Acne is an extremely common skin ailment that affects the majority of people at some point in their life. The condition causes breakouts of spots, extremely oily skin and even skin that becomes hot and painful to touch. Acne can affect any part of the body but is most commonly found on the face, the back and the chest.
Acne is particularly prevalent in adolescents and young adults, with around 80% of people aged between 11-30 years old being affected by the irritating skin condition at some point in their lives. In regards to gender and Acne; girls are most likely to be affected by Acne between the ages of 14-17, with boys suffering through the condition between the ages of 16-19.
Once the condition has first presented itself, it tends to linger around for several years before symptoms of the ailment start to improve as the afflicted person ages – by the time someone is in their mid-20s, the condition has often, thankfully completely disappeared.
With that being said, some people are genuinely very unlucky and the condition lingers into their adult life. The data suggests that roughly 5% of women, and just over 1% of men have the condition passed the age of 25 years old.
What’s Causing My Acne?
Although for many suffering Acne during puberty this might not sound like good news – the good news is that Acne is often a result of puberty and not a life-long affliction. For the vast majority of those affected by the irritating skin ailment, by the age of 25 the condition should no longer be so much of a bother.
Puberty is a significant cause of Acne primarily because of its impacts on hormones in the body; some of the hormones affected by puberty cause glands that produce grease to create larger amounts of oil, or sebum. If this excess oil manages to make its way into a hair follicle, which isn’t entirely hard as we are covered in hair follicles – it can cause a blockage.
This abnormal production of sebum interacts strangely with a usually harmless bacteria found on our skin called P.acnes – making the bacteria become more aggressive and harmful to the body. If this bacterium finds its way into a hair follicle alongside the overproduced sebum, it can cause inflammation, pus and eventually a spot. If you are going through puberty, here are a list of creams to help clear your acne.
Other Hormonal Changes
Puberty is usually the first thing we think of when we think of Acne, but other significant and naturally occurring hormonal changes can cause the condition to develop. Hormonal changes during the female menstrual cycle as well as during pregnancy can have the same impact upon Sebum production and the bacterium P.acnes.
Sadly, if both of your parents suffered Acne during adolescence, it’s likely you will too. Studies have shown that you are four-times more likely to suffer from Acne if you have a first-degree relative that suffered from the condition. Although the research into genetics and their impact on Acne are limited, early investigations have shown that genetic mutations and predispositions are likely the reason, e.g. Some family lineages may have a genetic abnormality that cause their immune systems to react aggressively to the bacteria P.acnes – therefore increasing inflammation and acne throughout subsequent generations.

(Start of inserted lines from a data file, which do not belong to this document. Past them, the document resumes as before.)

PR #121, opened 2020-06-18
Shorthand property names not supported in ie11

bmdoherty:
noticed this when using ie 11, first PR so let me know if it is ok


pmmmwh:
Thanks!

Issue #126, opened 2020-06-24
UnhandledPromiseRejectionWarning: Error: Cannot find module 'webpack/lib/ParserHelpers'


ckken:
(node:50522) UnhandledPromiseRejectionWarning: Error: Cannot find module 'webpack/lib/ParserHelpers'
Require stack:
- /Users/ken/Desktop/develop/MicroFE/emp-workspace/node_modules/@pmmmwh/react-refresh-webpack-plugin/src/index.js
- /Users/ken/Desktop/develop/MicroFE/emp-workspace/packages/emp-cli/webpack/config/plugin.js
- /Users/ken/Desktop/develop/MicroFE/emp-workspace/packages/emp-cli/webpack/config/common.js
- /Users/ken/Desktop/develop/MicroFE/emp-workspace/packages/emp-cli/helpers/project.js
- /Users/ken/Desktop/develop/MicroFE/emp-workspace/packages/emp-cli/scripts/dev.js
- /Users/ken/Desktop/develop/MicroFE/emp-workspace/packages/emp-cli/bin/emp.js
    at Function.Module._resolveFilename (internal/modules/cjs/loader.js:794:15)
    at Function.Module._load (internal/modules/cjs/loader.js:687:27)
    at Module.require (internal/modules/cjs/loader.js:849:19)
    at require (internal/modules/cjs/helpers.js:74:18)
    at Object.<anonymous> (/Users/ken/Desktop/develop/MicroFE/emp-workspace/node_modules/@pmmmwh/react-refresh-webpack-plugin/src/index.js:6:23)
    at Module._compile (internal/modules/cjs/loader.js:956:30)
    at Object.Module._extensions..js (internal/modules/cjs/loader.js:973:10)
    at Module.load (internal/modules/cjs/loader.js:812:32)
    at Function.Module._load (internal/modules/cjs/loader.js:724:14)
    at Module.require (internal/modules/cjs/loader.js:849:19)
(node:50522) UnhandledPromiseRejectionWarning: Unhandled promise rejection. This error originated either by throwing inside of an async function without a catch block, or by rejecting a promise which was not handled with .catch(). (rejection id: 2)
(node:50522) [DEP0018] DeprecationWarning: Unhandled promise rejections are deprecated. In the future, promise rejections that are not handled will terminate the Node.js process with a non-zero exit code.

pmmmwh:
Hi, can you please state the version of:

1. the plugin;
2. Webpack;


[...]

PR #130, opened 2020-06-28
fix: correctly detect hmr plugin in run and watch modes

pmmmwh:
This is related to #126 - the reason the plugin did not fail earlier is because of broken HMR detection in Webpack's watch mode.

This PR moves the detection down a step from `beforeRun` to `beforeCompile`, which will be called for both run and watch modes.


pmmmwh:
The PR has been merged but GitHub is bugging out 😃

PR #133, opened 2020-07-06
feat: revamp socket URL handling with currentScript source

### LINKED ISSUE #30: Get websocket port from `document.currentScript` if possible
Sorry if this is a duplicate. I saw there was #10 but I think this is a little different. With `webpack-dev-server` we're running it off another port locally. I looked at how `wds` tries to establish the socket and noticed `__resourceQuery`, but also that it falls back to trying to use `document.currentScript`. For the time being would it be ok to add in trying to parse `document.currentScript` and fall back to the current behavior? Happy to PR this, just wanted to check if it was something you'd want 😁

### LINKED ISSUE #105: iframe errors
image

These errors started after adding react-refresh and babel (typescript). any idea what causes this?

pmmmwh:
This fixes #105. It partially reverts changes in #106 because I was wrong about some assumptions on Webpack's `__resourceQuery`.

This change keeps IE11 compatibility for everyone other than WDS users (This is because, even if they polyfill URL, we will always run before the polyfill - unconfirmed though). All code with usage of the `URL` constructor is self-contained within `WDSSocket`.

Edit:
I've pulled the trigger to expand the scope of this.

Additional features resolves:
Fixes #30 
Fixes #100


pmmmwh:
Hmmmm this change will make further changes addressing resource query parsing much more difficult.

I was right about what I wanted to do - maybe I should just go ahead and handle #30 and #100 altogether ...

As most of us have suffered Acne at some point in our lives, we all understand how damaging the skin condition can be on someone’s self-confidence. That’s why it’s important to find a treatment plan that works for you and helps you keep breakouts under control. There are plenty of fantastic topical Acne creams, ointments and lotions available that can also help to keep your Acne under control. However here are some general techniques for dealing with Acne you might find useful:
- Keep Your Skin Clean – Make sure you keep your skin clean by washing your face using an incredibly mild soap or some cleanser. When washing your face make sure you only use lukewarm water, this is because very hot or very cold water can inflame the skin making Acne worse.
- Don’t Over Wash Your Skin Though! – Try not to wash affected areas of skin on your body any more than twice a day. Washing your skin too much, especially with soapy products can aggravate it. This will leave your skin dry and much sorer than the Acne alone ever was.
- Don’t Pop Your Spots – If your spots burst naturally, that’s one thing – however don’t try to pop spots by yourself. By trying to pop the spots yourself, you will likely spread the P.acnes bacteria over your skin encouraging another outbreak of Acne. Popping spots, although satisfying, puts you at risk of developing severe scarring later on in life which might leave your face with pocketed. If your spots do pop, try experimenting with a multitude of the available Acne Creams to reduce scarring and the chance of reinfection.
- Try Steer Clear of Make-Up – Although your make-up may provide you with some confidence by helping you to cover up a bad breakout on your skin, it will overall likely do far more damage and encourage the spread of the Acne. If you do use make-up try to only use products that are water-based and non-comedogenic (less likely to block your pours). Also remember to remove make-up before you go to bed, otherwise you may be blocking your pours and encouraging the P.acnes bacterium.